Malgré cette rupture ouverte avec les autorités françaises et avec France Médias Monde elle-même, certaines séquences ont continué de reprendre très directement la rhétorique de la rue pro-junte. Le 21 août 2023, France 24 interviewait ainsi l’organisateur d’une manifestation à Niamey en lui demandant : « Votre principale demande, c’est le départ des troupes françaises, pourquoi ? » Le 4 septembre 2023, une autre manifestation était couverte sous l’intitulé : « Niger : nouvelles manifestations pour réclamer le départ des soldats français », avec à l’antenne cette déclaration d’une manifestante : « Le pays c’est pour nous, on n’a pas besoin des Français. » Cette séquence du 4 septembre a bien été diffusée par France 24.
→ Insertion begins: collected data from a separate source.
PR #10365, opened 2022-01-07
feat(react): add toggletip component

### LINKED ISSUE #10280: ToggleTip
**About**

This component replaces the interactive use-case of the Tooltip component. Specifically, tooltips may no longer have interactive descendants. As a result, this component allows users to have interactive descendants in popovers using a disclosure pattern. This component toggles the visibility of the popover by clicking on the trigger.

**Behavior**

- The trigger for the toggletip receives focus
- The trigger toggles the visibility of the toggletip through:
  - Mouse click
  - Keyboard enter, space
- The toggletip may be dismissed on:
  - Keyboard Escape
  - Blur
  - Click away from toggletip or trigger
- Customizable icon?

**Public API**

We will deliver several components for Toggletip:

- Toggletip
- ToggletipLabel
- ToggletipButton
- ToggletipContent

Existing API

```jsx
<Tooltip triggerText="..." renderIcon={...}>
  <p>Lorem ipsum</p>
  <div className="bx--tooltip__footer">
    <Link />
    <Button />
  </div>
</Tooltip>
```

Proposed API

```jsx
<ToggletipLabel>Label</ToggletipLabel>
<Toggletip>
  <ToggletipButton>ICON</ToggletipButton>
  <ToggletipContent>
    ...
    <ToggletipActions>
    </ToggletipActions>
  </ToggletipContent>
</Toggletip>
```

**Open questions**

- How do we allow this component to be flexible for different targets and layouts?
- What specific layouts would we like to provide?
- What layering rules should this component adhere to? Is it always on top, z-index wise?

**Links & Resources**

joshblack:
Closes #10280

Adds the toggletip set of components to this project. This is the initial API Design for `Toggletip` and its corresponding components. It includes test stubs but no tests yet for the implementation while we go through API review 👀 

#### Changelog

**New**

- Add Toggletip components
- Add `useWindowEvent` to `useEvent`

**Changed**

- Update `useEvent` to supports refs

**Removed**

#### Testing / Reviewing

- Go through the API design for this component
  - Does it make sense?
  - Does it follow our standards?
  - Do you see any problems with it?
- Go through the test stubs, do you see any behavior that should be covered that isn't?


packages/react/src/components/Toggletip/index.js
```diff
@@ -0,0 +1,252 @@
...
+  children: PropTypes.node,
+
+  /**
+   * Provide a custom class name to be added to the outermost node in the
+   * component
+   */
+  className: PropTypes.string,
+
+  /**
+   *
```
tay1orjones:
```suggestion
   * Specify if the toggletip should be open by default
```

packages/react/src/internal/useEvent.js
```diff
@@ -21,10 +21,33 @@ export function useEvent(element, eventName, callback) {
...
     element.addEventListener(eventName, handler);
 
     return () => {
       element.removeEventListener(eventName, handler);
     };
-  }, [element, eventName]);
+  }, [elementOrRef, eventName]);
+}
+
+export function useWindowEvent(eventName, callback) {
```
tay1orjones, line 33: This will have differing behavior between React 17 and 18. State updates originating from native event handlers in 17 are not automatically batched, but they will be in 18. https://github.com/reactwg/react-18/discussions/21

It shouldn't be a problem, but wanted to mention it.

tay1orjones (approved):
Looks good to me! Composing `ToggletipLabel` outside of `Toggletip` looks a bit strange but I like the preference towards flexibility.

packages/react/src/internal/useEvent.js
joshblack: Thanks for the heads up!

> This shouldn't be necessary because we handle discrete events originating outside of the React event system the same way, by reading window.event. There may be some use cases that don't automatically work though, and for those you can use flushSync. It should be used sparingly though, because if it's done too much you'll just effectively force React back into sync mode.

Found this comment in there, seems like we're okay to move forward but need to be aware of this / add it in for specific situations?

tay1orjones: @joshblack Yeah exactly 👍

laurenmrice (changes requested):
- The hover state for the icon looks like its `$icon-primary`, so that is correct. 👍
-----
- [x] There should be 8px between the top of the caret tip and info icon.
toggletip spacing

- [x] The focus on the link and button inside of the popover container need to be using` $focus-inverse`.
toggletip focus

------

- Also just a question, are direction for top, bottom, left, and right going to be provided eventually? Or should they be a part of this PR.

abbeyhrt (approved):
Looks good to me!!

joshblack:
@laurenmrice thanks for the review! Just updated with the changes. I also included a "playground" story with the directions (although the "top" option will run into the top of the page, will figure out a good way to center stories in a future PR).

Separately, it looked like the button was using the correct token but let me know if you still are seeing that problem in the latest update!

laurenmrice:
@joshblack The $focus-inverse looks good in the light themes. But for the dark themes, the button still gets incorrect focus styling. The focus around the button should be blue and not white. 

In storybook:
Screen Shot 2022-01-25 at 11 08 53 AM

joshblack:
@laurenmrice great point, thanks! I'll make an update today

joshblack:
@laurenmrice just pushed up the change so that the button uses `$focus-inverse`. Let me know if that worked!

laurenmrice (approved):
It looks good to me now! 👍

Side note: Eventually design is going to add another focus color token for $focus-inset that is inverse for these situations when a button appears on an inverse background. It will help improve some of the color contrast.

PR #10385, opened 2022-01-11
feat(tabs): make debounce wait configurable prop

tay1orjones:
Refs #9698, #10120

In some situations the the call stack exceeded bug identified in #9698 still happens. This PR adds a new prop so the scroll handler's debounce wait ms is configurable for consumers who identify the need for a more aggressive debounce.

#### Changelog

**New**

- tabs: provide prop to configure scroll handler debounce wait ms

**Changed**

- tabs: increase default debounce wait by 25ms to 150ms

#### Testing / Reviewing

- The original issue was only present in Safari. Particularly with a trackpad as an input device. 
- In Safari, Check the `tabs` stories in the `carbon-components-react` storybook. 
- Scroll back and forth multiple times (10-20 times) and ensure that React does not throw an error; `Error: Maximum update depth exceeded.`


dabrad26 (approved):
Looks good. Thanks!

dakahn (approved):

aledavila (approved):

PR #10393, opened 2022-01-12
feat(fonts): add google font support via flag

### LINKED ISSUE #10353: Add support for hosted option through Google Fonts
As part of our IBM Plex for v11, we added support for using fonts directly from the `@ibm/plex` package. However, we would like to keep our hosted option available that is available in v10. This will help teams migrate from v10 to v11 and also provides an alternate setup out-of-the-box when using Carbon.

The default behavior in v11 will be to use fonts directly from `@ibm/plex`, to enable hosting we should support a flag in the config package that enables hosted fonts and disables custom `@font-face` blocks from the package.

The difference between hosted and non-hosted is simply the value of the `url()` in the `@font-face` block. Most likely we could use our resolver to implement the logic for getting the correct `url` path when hosted is set to true in config.

tw15egan:
Closes https://github.com/carbon-design-system/carbon/issues/10353

Adds in out-of-the-box support for Google fonts by enabling the `$use-google-fonts` flag. It has been turned on by default for testing purposes. 

If turned on, it will create the `src` field from google data, rather than resolve to the installed plex package. 

#### Changelog

**New**

- `$use-google-fonts` flag, which if enabled will provide font files directly from the Google static server rather than the `@ibm/plex` package itself. 
- Map of all the google data in `@styles/scss/fonts/_src.scss` 

#### Testing / Reviewing
First, navigate to the IBM Plex story in the `carbon-react` storybook. Then, in dev tools, go to the Network tab, hit record, and do a hard refresh. The `woff` files should resolve to Google servers. If testing locally, flip the flag to `false` and see that the path is now set to the locally installed font files. 

Before merging the flag should be set to `false` by default.

### DIFF
--- a/packages/styles/scss/__tests__/__snapshots__/config-test.js.snap
+++ b/packages/styles/scss/__tests__/__snapshots__/config-test.js.snap
@@ -8,5 +8,6 @@ Object {
   "font-display": "swap",
   "font-path": "~@ibm/plex",
   "prefix": "cds",
+  "use-google-fonts": false,
 }
 `;
--- a/packages/styles/scss/_config.scss
+++ b/packages/styles/scss/_config.scss
@@ -36,7 +36,7 @@ $font-display: 'swap' !default;
 /// @group config
 $font-path: '~@ibm/plex' !default;
 
-/// Specify if the fonts should be provided by Google Fonts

Votre rapporteur n’entend pas soutenir qu’un média ne devrait pas montrer l’hostilité dont la France peut faire l’objet à l’étranger. Encore faut-il que cette hostilité soit traitée avec la distance, la contextualisation et la mise en perspective qu’exige la neutralité du service public. Or, en l’espèce, la répétition de couvertures donnant à entendre, presque à l’état brut, les revendications de manifestants projunte ou les mots d’ordre exigeant le départ des soldats français nourrit un doute sérieux sur la manière dont ces événements ont été éditorialement cadrés. Cette interrogation est d’autant plus forte que, depuis le 3 août 2023, France 24 était déjà interdite de diffusion au Niger : il ne pouvait donc être sérieusement soutenu qu’une telle retenue éditoriale aurait été dictée par la nécessité de préserver l’accès au territoire ou de ménager les autorités de fait.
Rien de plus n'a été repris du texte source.